題目給定一個輸入陣列,陣列裡面的數字自分別代表每篇論文的被引用數。
要求我們計算h-index。
h-index的定義:
找一個最大的h值,使得有h篇論文,個別論文的被引用數都 大於等於 h
Example 1:
Input: citations = [3,0,6,1,5]
Output: 3
Explanation: [3,0,6,1,5] means the researcher has 5 papers in total and each of them had received 3, 0, 6, 1, 5 citations respectively.

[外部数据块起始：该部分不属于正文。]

PR #682, opened 2026-04-14
Fix name collisions between service-defined shapes and framework types

Alan4506:
### Problem

When generating a Python client for services like Q Business, the codegen produces invalid Python code due to two categories of name collisions:

**1. schemas.py — import collision**

[The Q Business model](https://github.com/aws/api-models-aws/blob/75d1a543dd4a4d2a54d3529ffe77da4f544a6046/models/qbusiness/service/2023-11-27/qbusiness-2023-11-27.json#L1629-L1631) defines `com.amazonaws.qbusiness#Blob`. The codegen generates a local `BLOB = Schema(...)` in `schemas.py`. [A member elsewhere](https://github.com/aws/api-models-aws/blob/75d1a543dd4a4d2a54d3529ffe77da4f544a6046/models/qbusiness/service/2023-11-27/qbusiness-2023-11-27.json#L6395-L6409) targets `smithy.api#Blob`, causing `from smithy_core.prelude import BLOB` to be added in `schemas.py`. The local definition shadows the import.

**2. models.py — import collision**

[The Q Business model](https://github.com/aws/api-models-aws/blob/75d1a543dd4a4d2a54d3529ffe77da4f544a6046/models/qbusiness/service/2023-11-27/qbusiness-2023-11-27.json#L5941) defines `com.amazonaws.qbusiness#Document`. The codegen generates `class Document:` in `models.py`. [The model](https://github.com/aws/api-models-aws/blob/75d1a543dd4a4d2a54d3529ffe77da4f544a6046/models/qbusiness/service/2023-11-27/qbusiness-2023-11-27.json#L274-L276) also defines `document` type shapes (e.g., `ActionPayloadFieldValue`), causing `from smithy_core.documents import Document` to be added in `models.py`. The local class definition shadows the import.

**3. models.py — union member variant name collision**

[The Q Business model](https://github.com/aws/api-models-aws/blob/75d1a543dd4a4d2a54d3529ffe77da4f544a6046/models/qbusiness/service/2023-11-27/qbusiness-2023-11-27.json#L13086-L13094) defines:
```json
"com.amazonaws.qbusiness#Principal": {
    "type": "union",
    "members": {
        "user": {
            "target": "com.amazonaws.qbusiness#PrincipalUser"
        }
    }
}
```
The codegen synthesizes variant class name `Principal` + `capitalize("user")` = `PrincipalUser`, which collides with the target structure `PrincipalUser` that is also generated as a separate class in the same file.

Additionally, the framework defines `AuthOption` in both `smithy_core.auth` and `smithy_core.interfaces.auth`. When both are imported into the same file (e.g., `auth.py`), one shadows the other. This was previously handled with manual aliases (e.g., `addImport("smithy_core.interfaces.auth", "AuthOption", "AuthOptionProtocol")`), along with similar manual aliases for `EndpointResolver` and `HTTPResponse`. These worked but were ad-hoc — each case required a hardcoded alias in the generator code. Our change replaces all manual aliases with a unified automatic collision detection system.

### Description of Changes

**Import collisions — deferred collision detection in PythonWriter**

Inspired by smithy-java's `DeferredSymbolWriter` pattern:

- Created `RuntimeTypes.java` and `AwsRuntimeTypes.java` with pre-defined `Symbol` constants for all framework types used across generators. This replaces hardcoded `writer.addImport("smithy_core.X", "Name")` + string literal `"Name"` patterns with `$T` using RuntimeTypes symbols, making all framework type references visible to the collision detection system.

- Modified `PythonWriter` to track a **symbol table** (all symbols referenced via `$T`, keyed by simple name) and a **locally-defined names set** (class names and top-level variables registered by generators via `addLocallyDefinedSymbol()`). The `$T` formatter now returns a placeholder token (`«namespace.Name»`) instead of the final name. At `toString()` time, `resolveCollisions()` compares the two sets and:
  - If an imported name collides with a locally-defined name → aliases the import as `_Name`
  - If two imports share the same simple name → aliases each with a module-based name (e.g., `_smithy_core_auth_AuthOption` and `_smithy_core_interfaces_auth_AuthOption`)
  - Import statements are generated *after* collision resolution so aliases take effect

- Added `aliasImport()` to `ImportDeclarations` to retroactively rewrite an import's alias at `toString()` time.

- All generators that define classes or top-level names now call `addLocallyDefinedSymbol()`.

**Union member variant collisions — name check in PythonSymbolProvider**

- Added `allShapeNames` set to `PythonSymbolProvider`, populated at construction time with the PascalCase names of all shapes that generate classes (structure, union, enum, intEnum).

- In `memberShape()`, after synthesizing the variant name (`UnionName + capitalize(MemberName)`), checks if it collides with any shape name. If so, uses `UnionName_MemberName` (e.g., `Principal_User`) instead. Smithy shape names cannot contain underscores, so this format is guaranteed collision-free.

- Same check in `unionShape()` for the `Unknown` variant (`UnionName + "Unknown"` → `UnionName_Unknown` if collision detected).

### Testing

We successfully generated Q Business code with no ruff errors and no pyright errors. We inspected the generated code:

Import collisions resolved — `models.py`:
```python
from smithy_core.documents import Document as _Document, TypeRegistry
# ...
class Document:  # service-defined class keeps its name
    """A document in an Amazon Q Business application."""
# ...
value: _Document  # framework Document uses alias
```

Import collisions resolved — `_private/schemas.py`:
```python
from smithy_core.prelude import BLOB as _BLOB, BOOLEAN, UNIT
# ...
BLOB = Schema(id=ShapeID("com.amazonaws.qbusiness#Blob"), ...)  # local definition keeps its name
members={"blob": {"target": _BLOB}, ...}  # prelude BLOB uses alias
```

Import-vs-import collision resolved — `auth.py`:
```python
from smithy_core.auth import AuthOption as _smithy_core_auth_AuthOption, AuthParams
from smithy_core.interfaces.auth import AuthOption as _smithy_core_interfaces_auth_AuthOption
```

Import-vs-import collision resolved — `tests/test_protocol.py`:
```python
from smithy_http.aio import HTTPResponse as _smithy_http_aio_HTTPResponse
from smithy_http.aio.interfaces import HTTPRequest, HTTPResponse as _smithy_http_aio_interfaces_HTTPResponse
```

Union member variant collision resolved — `models.py`:
```python
class PrincipalUser:    # service-defined structure, unchanged
class PrincipalGroup:   # service-defined structure, unchanged
class Principal_User:   # union variant, disambiguated with "_"
class Principal_Group:  # union variant, disambiguated with "_"
```

We also locally tested that all modules import successfully, and integration tests pass.

We also regenerated all three existing clients (Bedrock Runtime, Sagemaker Runtime, Transcribe Streaming). All build successfully and tests pass.


codegen/core/src/main/java/software/amazon/smithy/python/codegen/RuntimeTypes.java
```diff
@@ -0,0 +1,175 @@
...
+            "aio.protocols",
+            "RestJsonClientProtocol",
+            SmithyPythonDependency.SMITHY_AWS_CORE);
+
+    // smithy_aws_core.identity 
+    public static final Symbol STATIC_CREDENTIALS_RESOLVER = createSymbol(
+            "identity",
+            "StaticCredentialsResolver",
+            SmithyPythonDependency.SMITHY_AWS_CORE);
+
```
ubaskota, line 166: I noticed `REST_JSON_CLIENT_PROTOCOL` and `STATIC_CREDENTIALS_RESOLVER` are defined in both `RuntimeTypes.java` and `AwsRuntimeTypes.java`. Was the duplication intentional? Do we need them in both files?

Alan4506: Good catch! The duplication was unintentional. These two symbols are only used by generators in the core module (`RestJsonProtocolGenerator` and `HttpProtocolTestGenerator`), which should not depend on the AWS module. I've removed them from `AwsRuntimeTypes.java` and kept them only in `RuntimeTypes.java`.

codegen/core/src/main/java/software/amazon/smithy/python/codegen/writer/ImportDeclarations.java
```diff
@@ -104,6 +104,36 @@ private ImportDeclarations addImportToMap(
...
+     * is detected between an imported name and a locally-defined name. The import statement
+     * is rewritten from {@code from namespace import name} to {@code from namespace import name as alias}.
+     *
+     * @param namespace The module namespace of the import.
+     * @param name The original imported name.
+     * @param alias The alias to use instead.
+     */
+    void aliasImport(String namespace, String name, String alias) {
+        aliasImportInMap(namespace, name, alias, externalImports);
+        aliasImportInMap(namespace, name, alias, localImports);
```
jonathan343: This collision handling also needs to update stdlib imports when it rewrites symbol references.

Example: if a Smithy model defines a structure named Decimal and another shape uses bigDecimal, the generated Python can end up like this:

```python
from decimal import Decimal

class Decimal:
    ...

@dataclass
class Foo:
    value: _Decimal
```

The body was rewritten to use `_Decimal`, but the import still exposes `Decimal`, so importing the module fails with `NameError: name '_Decimal' is not defined.`

Could we either include `stdlibImports` in the alias rewrite path or avoid aliasing stdlib symbols here? If you considered this and there is an issue with it, let me know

Since the researcher has 3 papers with at least 3 citations each and the remaining two with no more than 3 citations each, their h-index is 3.
有三篇論文,引用數都大於等於3
分別是[3, 6, 5] 這三篇
Example 2:
Input: citations = [1,3,1]
Output: 1
有一篇論文,引用數都大於等於1
任選一篇都 >= 1
n == citations.length
1 <= n <= 5000
0 <= citations[i] <= 1000
除了傳統的O( n log n) 的排序演算法的解法以外。
還有O(n) Counting-based的計數排序法的解法。
把被引用數視為一個桶子,每當掃描過一篇論文,就把那篇論文對應到的被引用數累加一。
最後從高引用數掃描到低引用數,累積論文數量,如果當下累積論文數量已經大於等於被引用數,符合定義,則該引用數就是我們的h指標,也就是h index。
註:
實作上有一個空間優化的技巧,因為h index最大值 = 總論文篇數 = n,所以桶子的上邊界設在 總論文篇數 n 即可。
class Solution:
def hIndex(self, citations: List[int]) -> int:
n = len(citations)
# key: citation
# value: counting of papaers with specific citations
counting_of = [ 0 for _ in range(n+1) ]
# Update counting_of table
for citation in citations:
if citation >= n:
# H index is up to n at most
counting_of[n] += 1
else:
counting_of[citation] += 1
# Compute h index
# The given researcher has published at least h papers that have each been cited at least h times.
couting_of_at_least_h = 0
for citation in range(n,-1,-1):
couting_of_at_least_h += counting_of[citation]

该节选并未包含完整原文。